YOUR INSTRUCTIONS: Look for the string "tests" in the data below, and copy each line that holds it.

Stored data:
━━━━━━━━━━━━━━━━

PR #1281, opened 2021-07-20
Cleanup mutex tests & SourceLocation equality

vlovich:
Rather than using magic line numbers, just supply the location used into
the functions so that we can just use plain equality in mutex tests.

Similarly, define an equality operator for SourceLocation so that they can be
used with `KJ_REQUIRE` macros.

### DIFF
--- a/c++/src/kj/source-location.h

━━━━━━━━━━━━━━━━

ANSWER SECTION:
Cleanup mutex tests & SourceLocation equality
the functions so that we can just use plain equality in mutex tests.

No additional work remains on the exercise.